Just to replicate a historic approach (Kim, 2014), I am experimenting with conv1d for a sentence classification task. Embedding size for each word = 300. Sequence length (i.e. number of words in a sentence) = 512. So my input sentence is [512, 300]. (Let us omit batch size for this discussion). This way I can refer to each word in my input sentence as input[word_index]. A conv layer needs to convolve over sequence length (say, to get bi-grams or tri-grams). This means your embedding needs to be seen as ‘in_channels’.
Now, after digging around SO answers, it turns out, conv1d expects my input to have channels first, i.e. a sentence needs to be [300, 512].
This breaks the row-major convention which are historic defaults by C, NumPy, etc.
For output, as a diagram shows in Kim’s paper, one might expect sequence length to be the first index and channels (corresponding to your multiple filters) to be the second one. nn.conv1d gives output in [out_channels, sequence_length_with_padding_stride_calculation] format.
Why does PyTorch favor channels first?
If it’s a matter of convention, shouldn’t there be an easy way to choose your convention?
If it’s because CuDNN prefers NCHW, can PyTorch not internally change input?
The to and contiguous approach outlined here is convoluted. Why would you want devs to explicitly convert their input and their models? Can we not have a parameter in model declaration that decides channels_first or channels_last and the input is processed accordingly?
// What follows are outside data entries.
PR #348, opened 2023-02-17
ci: on-disk format checker and release tests

m-ildefons:
- Add on-disk format checker able to detect the most egregious breaking on-disk format changes.
- Incorporate simple tests into release workflow
- Remove usage of Dockerhub from release workflow in favor of Quay.io
- Fix whitespace errors

The purpose of the on-disk format change test is to ensure a release with on-disk format changes has an appropriate notice in the release notes.
The purpose of the smoke test is to ensure the packaging into the container image has been successful and the runtime works as expected.

### DIFF
--- a/tools/tests/on-disk-format-checker.sh
+++ b/tools/tests/on-disk-format-checker.sh
@@ -1,0 +1,157 @@
+#!/bin/bash
+#
+# Copyright 2022 SUSE, LLC.
+#
+# Licensed under the Apache License, Version 2.0 (the "License");
+# you may not use this file except in compliance with the License.
+# You may obtain a copy of the License at
+#
+#     http://www.apache.org/licenses/LICENSE-2.0
+#
+# Unless required by applicable law or agreed to in writing, software
+# distributed under the License is distributed on an "AS IS" BASIS,
+# WITHOUT WARRANTIES OR CONDITIONS OF ANY KIND, either express or implied.
+# See the License for the specific language governing permissions and
+# limitations under the License.
+#
+# ------
+#
+# This script performs tests to ensure that no unintended breaking changes are
+# introduced to the on-disk format of the s3gw.
+# It works by spinning up an old version of the s3gw, uploading a couple objects
+# to it, then reusing that volume with a new version of the s3gw, trying to read
+# those objects again and ensuring integrity with checksums along the way.
+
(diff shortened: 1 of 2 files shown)


tools/tests/on-disk-format-checker.sh
```diff
@@ -0,0 +1,164 @@
...
+  sha256sum ./* > checksums
+  popd > /dev/null || exit 1
+}
+
+_cleanup() {
+  local result="$?"
+
+  _stop_s3gw
+  debug "Cleaning up..."
+	rm -rf "$VOL"
```
irq0: Why is this indented?

tools/tests/on-disk-format-checker.sh
```diff
@@ -0,0 +1,164 @@
+#!/bin/bash
```
irq0, line 1: lgtm. 


Some nits:

Calling cleanup using an EXIT handler may be simpler and save a couple of calls to _cleanup.

Example:
```
trap cleanup EXIT
function cleanup()
{

}
```

Consider removing the "_" function prefix. It is a pythonism for "private" fuctions, not? In this small script it IMHO doesn't add much value to the reader.


Consider set -x instead of the debug print logic.

Using set -e and if command or if ! command could be clearer for the reader to understand what may or may not fail.

irq0 (dismissed):

tools/tests/on-disk-format-checker.sh
m-ildefons: Accidental. :facepalm: I tabbed when I should have spaced and by pure coincidence my editor shows this with the same indentation in this case.

tools/tests/on-disk-format-checker.sh
m-ildefons: I am not a fan of `set -x` most of the time, especially not as default since it makes the output hard to read.
The exit handler is a good call though.

The thing with the `_` prefixes is something I like to do to a) signify that should someone source this file these functions aren't meant to be used willy-nilly and b) to avoid naming conflicts with stuff on `$PATH`. I also makes it quite clear that these aren't some command from somewhere but functions in this script. So in a sense these _are_ private functions. But I'll remove them if you think this is detrimental to readability.

irq0 (approved):
lgtm

Issue #163, opened 2019-12-23
[1.6.0 - 1.6.1] uninitialized constant ActionView::Component::Base


afuno:
Rails 6.0.2.1

---

**Gemfile:**

```ruby
gem 'actionview-component'
```

**application.rb:**

```ruby
require 'action_view/component/railtie'
```

**body_component.rb:**

```ruby
class BodyComponent < ActionView::Component::Base
  validates :content, presence: true

  def initialize(data: {})
    @data = data
  end

  private

  attr_reader :data
end
```

**layouts.html.slim:**

```slim
= render(BodyComponent, data: { locale: locale })
```

As a result, I get the error:

> NameError - uninitialized constant ActionView::Component::Base

Gem installed on a new application, following the instructions in the [README](https://github.com/github/actionview-component#installation) file.

afuno:
If replace this line:

```ruby
require 'action_view/component/railtie'
```

On this:

```ruby
require 'action_view/component'
```

That everything works.

afuno:
https://github.com/github/actionview-component/pull/162

rainerborene:
You're looking at the `master` branch. Latest version of `actionview-component` wasn't released yet on RubyGems.

afuno:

If you want to maintain backwards compatibility, the parameter might have channels_first as default.
P.S. the conv1d documentation could greatly benefit if there is an explanation of this below the example, and possibly, if your input is channels_last, how to convert it and have contiguous memory allocation. If this needs to be added only in conv1d, I can raise a PR. If this needs explanation across multiple pages, a longer discussion might be helpful.